## [Task instructions]
Output the number of lines in the entries below with the string "always" in them, and nothing further.

☆ ☆ ☆ ☆ ☆ ☆ ☆

Issue #3945, opened 2026-03-08
Compose service domain may keep returning 502 until the domain is deleted and recreated


sercherton:
## Problem

A domain attached to a Docker Compose sub-service may return `502 Bad Gateway` even though the target container is healthy and the app responds correctly on the configured internal port.

A normal redeploy does not always fix it.

What fixes it reliably is:
1. delete the domain in Dokploy
2. create the same domain again
3. redeploy / refresh routing

## Expected

If a Compose sub-service is healthy and the domain points to the correct internal port, redeploy should be enough.

Deleting and recreating the domain should not be required.

## Actual

- container is up
- service responds correctly inside the container
- public domain still returns `502`

### Current vs. Expected behavior

Example:

```bash
docker exec <container> sh -lc 'wget -qO- http://127.0.0.1:8080/healthz'
{"status":"ok"}

curl -fsS https://<domain>/healthz
curl: (22) The requested URL returned error: 502

### Provide environment information

```bash
ubuntu 24.04
Dokploy Version v0.28.4
Compose App
```

### Which area(s) are affected? (Select all that apply)

Application

### Are you deploying the applications where Dokploy is installed or on a remote server?

Remote server

### Will you send a PR to fix it?

Yes

Siumauricio:
Can you share the docker compose you are using? @sercherton

sercherton:
and how to share it?

пн, 9 мар. 2026 г. в 01:08, Mauricio Siu ***@***.***>:

arditramaj1:
I have the same issue and I cannot fix it. I thought it was an error with traefik or a dokploy bug. Does updating dokploy fix this issue? I am currently on version v0.26.7

whilmarbitoco:
same issue here

whilmarbitoco:
I found a solution! Dokploy is injecting its own labels onto your containers at deploy time regardless of what's in your compose file. This is Dokploy's own behavior it adds web and websecure router labels to every service it deploys. The fix is simple,  go to the Dokploy dashboard, find the domain entry for your domain that's configured on  all services, and delete it. Your compose file with traefik labels are enough. Hope this helps.

P.S. I'm not quite sure if this is solution is correct.

arditramaj1:
I did not use traefik labels in my docker compose. I just used the domains tab to create the domains and let dokploy deal with it. Should I create the labels manually in docker compose and not do anything in domains tab?

whilmarbitoco:
[...]

Issue #3313, opened 2025-12-19
Traefik loses all bridge network connections when modifying port mappings or toggling dashboard


that0n3guy:
### To Reproduce

1. Have multiple Docker Compose services deployed with domains (using isolated bridge networks)
2. Go to Web Server → Traefik settings
3. Either:
   - Enable or disable the Traefik dashboard, OR
   - Click "Save" on "Additional Port Mappings" (even without making changes)
4. All compose services become inaccessible (404 errors)

Additionally, when performing these actions in the UI, a "Failed to fetch" error appears in the lower right corner.

### Workarounds

**Option 1:** Manually reconnect Traefik to all compose networks:
```bash
for net in $(docker network ls --filter "driver=bridge" --format "{{.Name}}" | grep "^saas-"); do
  docker network connect "$net" dokploy-traefik 2>/dev/null && echo "Connected: $net"
done
```

**Option 2:** Redeploy each affected compose service via the UI.

### What I've already tried

1. Ran the breaking changes fix from v0.25.7 release notes:
```bash
docker pull traefik:v3.6.1
docker stop dokploy-traefik || true
docker rm dokploy-traefik || true
docker run -d \
  --name dokploy-traefik \
  --restart always \
  -v /etc/dokploy/traefik/traefik.yml:/etc/traefik/traefik.yml \
  -v /etc/dokploy/traefik/dynamic:/etc/dokploy/traefik/dynamic \
  -v /var/run/docker.sock:/var/run/docker.sock \
  -p 80:80/tcp \
  -p 443:443/tcp \
  -p 443:443/udp \
  traefik:v3.6.1
docker network connect dokploy-network dokploy-traefik || true
```

2. Ran update script: `curl -sSL https://dokploy.com/install.sh | sh -s update`

Issue persists after both attempts.

### Related Issues

- #3022 (duplicate of #2996)
- #2996 (Traefik dashboard breaks networks)
- #3053 (v0.25.7 update made apps unavailable)

### Current vs. Expected behavior

**Current:** When Traefik container is recreated/restarted via the UI, it loses all bridge network connections to compose services. Only `dokploy-network` remains connected. Services return 404 until manually reconnected or redeployed.

**Expected:** Traefik should maintain (or automatically reconnect to) all compose bridge networks after restart/recreation.

### Debugging

Verify missing networks:
```bash
[...]

PR #5004, opened 2026-08-07
fix: pin Traefik routing to the isolated network on isolated deployments

### LINKED ISSUE #4040: 504 gateway timeout on first request after container restart on multi-network stacks
### To Reproduce

1. Create a stack with a service that has two networks — one internal (for inter-service communication) and the external dokploy network
2. Deploy the stack
3. Let it sit idle for a day or two, or manually restart the service container
4. Hit the site — first request gives 504
5. Reload Traefik — works fine after

Current:
After a container restart Traefik picks the internal network IP for routing instead of the external dokploy network IP. Since Traefik can't reach the internal network, all requests time out with 504 until Traefik is reloaded.

Expected:
Traefik should always route via the external dokploy network IP. Auto-injecting traefik.docker.network=<dokploy_external_network> on any service that has Traefik labels would ensure this.

```bash
OS: Ubuntu 25.04
Dokploy: V0.28.7
```

Docker Compose

### Additional context

When a service is on multiple networks, Traefik's network selection is non-deterministic. It picks whichever Docker reports first, which can change between restarts. Manually adding traefik.docker.network=<external_network> to the service labels fixes it permanently. Dokploy should inject this automatically when generating Traefik labels for multi-network services.

No

### LINKED ISSUE #4899: Isolated Deployment breaks Traefik domain routing for a compose service
### To Reproduce

Environment: Dokploy Cloud (official paid SaaS), deploying to my own connected remote server.

1. Create a Docker Compose service containing two services in the same compose file — a frontend (web UI) and a backend (API) — each with its own domain configured through the Dokploy UI. Both services connected via a docker network.
2. Deploy with Isolated Deployments **disabled**. Both domains work correctly. This is a stable, already-working production deployment.
3. Deploy a second deployment of the same stack for staging (separate compose service, separate domains).
4. Enable **Isolated Deployments** on the production compose service (Advanced settings) and redeploy.
5. Load the production frontend domain. The **first request succeeds**.
6. Reload the page. The frontend is now unreachable — and stays unreachable on all subsequent requests.
7. The backend API domain in the **same compose** continues to respond normally the entire time.
8. Redeploy production with isolation enabled. The frontend is again reachable for exactly one request, then unreachable again. This pattern repeats on every redeploy with isolation enabled.
9. While production isolation is enabled, the **staging** deployment's frontend is also unreachable.
10. Disable Isolated Deployments on the production deployment and redeploy. The production frontend works persistently again.

TL;DR:
Enabling isolation breaks domain routing to frontend after the first request.

**Current behavior**

Enabling Isolated Deployments on a previously working multi-service compose deployment (frontend + backend, each with a Dokploy-configured domain) breaks Traefik routing for the frontend: it serves exactly one successful response after each redeploy, then becomes unreachable until the next redeploy. The backend domain in the same compose keeps working throughout, so the stack itself is up.

Additionally, the isolation setting on one deployment affects the routing of a *different* deployment: while isolation was enabled on production, a separate staging deployment's frontend was also unreachable, and disabling isolation on production restored the staging frontend without any change to staging itself.

**Expected behavior**

1. Enabling Isolated Deployments should have no effect on domain routing — every service with a configured domain should remain reachable across requests, not just for the first one.
2. The isolation setting of one deployment should never influence the routing or reachability of any other deployment. The observed cross-deployment interaction suggests the isolation boundary is leaking through shared routing state, which undermines the point of the feature.

The practical consequence is that isolation — a security feature — cannot be used at all right now, forcing production to run on the shared network.

```bash
- Dokploy: Dokploy Cloud (official paid SaaS) — panel version managed by Dokploy, as of 2026-07-20
- Deployment target: remote server connected to Dokploy Cloud
  - Provider: Contabo
  - OS: Ubuntu LTS
- Service type: Docker Compose (single compose file, two services: frontend + backend API), domains configured per service in the Dokploy UI
- Two deployments of the same stack: production and staging
```

Traefik, Cloud Version, Docker Compose, Application

Remote server

### Additional context

_No response_

No

Siumauricio:
## Problem

When **Isolated Deployment** is enabled, Dokploy intentionally skips the `traefik.docker.network` label on domain-linked services. If the container is attached to more than one network (e.g. the isolated network plus an internal network declared in the compose file), Traefik picks the backend IP **arbitrarily** among the container's networks, and re-picks on every provider config rebuild (any docker event on the host).

When it picks the internal network — where Traefik is not connected — the domain becomes unreachable until the next re-roll. This exactly matches the reported behavior: one successful request after redeploy, then dead, and seemingly random interference between deployments (any deploy/restart on the host triggers a re-pick for every ambiguous service).

Verified live: with two services sharing an `internal` network and isolation enabled, Traefik's `/api/http/services` flipped between the isolated network IP (working) and the internal network IP (dead) across consecutive config rebuilds.

## Fix

Emit the network hint label in isolated mode too, pointing at the isolated network (`suffix || appName`) — the same network `dokploy-traefik` is connected to during deploy:

- `traefik.docker.network=<isolated network>` for `docker-compose`
- `traefik.swarm.network=<isolated network>` for `stack`

After the fix, the selected backend IP stays pinned to the isolated network across rebuilds (verified over repeated provider refreshes, all requests 200).

Closes #4899
Closes #4040 (author confirmed it was an isolated deployment; manually adding the network label fixed it)

Related (same multi-network ambiguity class, not closed by this PR): #3945, #3313

<h3>Greptile Summary</h3>

Pins Traefik routing for isolated Compose deployments to the deployment's isolated network.

- Adds `traefik.docker.network` for Docker Compose services.
- Adds `traefik.swarm.network` for Docker Swarm stacks.
- Derives the isolated network hint from the configured suffix or application name.

The mapping-form label path must be handled before merging because it bypasses the new isolated-network pin and leaves affected domains intermittently unreachable.

The new pinning logic only runs for array-form labels, while the supported mapping form skips all generated labels and therefore retains ambiguous Traefik network selection.

**Files Needing Attention:** packages/server/src/utils/docker/domain.ts

<sub>Reviews (1): Last reviewed commit: ["fix: pin traefik routing to the isolated..."](https://github.com/dokploy/dokploy/commit/a8c35f750113581fe8a604bb488fca6bb07bfcfa) | [Re-trigger Greptile](https://app.greptile.com/api/retrigger?id=51090393)</sub>

**Context used:**

- Knowledge Base — [Traefik Networking](https://app.greptile.com/dokploy/-/custom-context/knowledge-base/dokploy/dokploy/-/docs/traefik-networking.md)

### DIFF
--- a/packages/server/src/utils/docker/domain.ts
+++ b/packages/server/src/utils/docker/domain.ts
@@ -220,6 +220,17 @@ export const addDomainToCompose = async (
 						labels.unshift("traefik.swarm.network=dokploy-network");
 					}
 				}
+			} else {
+				const isolatedNetwork = compose.suffix || compose.appName;
+				if (compose.composeType === "docker-compose") {
+					if (!labels.includes(`traefik.docker.network=${isolatedNetwork}`)) {
+						labels.unshift(`traefik.docker.network=${isolatedNetwork}`);
+					}
+				} else {
+					if (!labels.includes(`traefik.swarm.network=${isolatedNetwork}`)) {
+						labels.unshift(`traefik.swarm.network=${isolatedNetwork}`);
+					}
+				}
 			}
 		}
 


wagnersoares0:
Nice hotfix. One small follow-up question: does this also cover Compose labels written as a mapping instead of an array?

Greptile called out that the current change may still skip that path. If that is still open, I can try a small follow-up PR for the mapping-form case and add a regression test around isolated deployments with multiple networks.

☆ ☆ ☆ ☆ ☆ ☆ ☆

## [Task answer]
3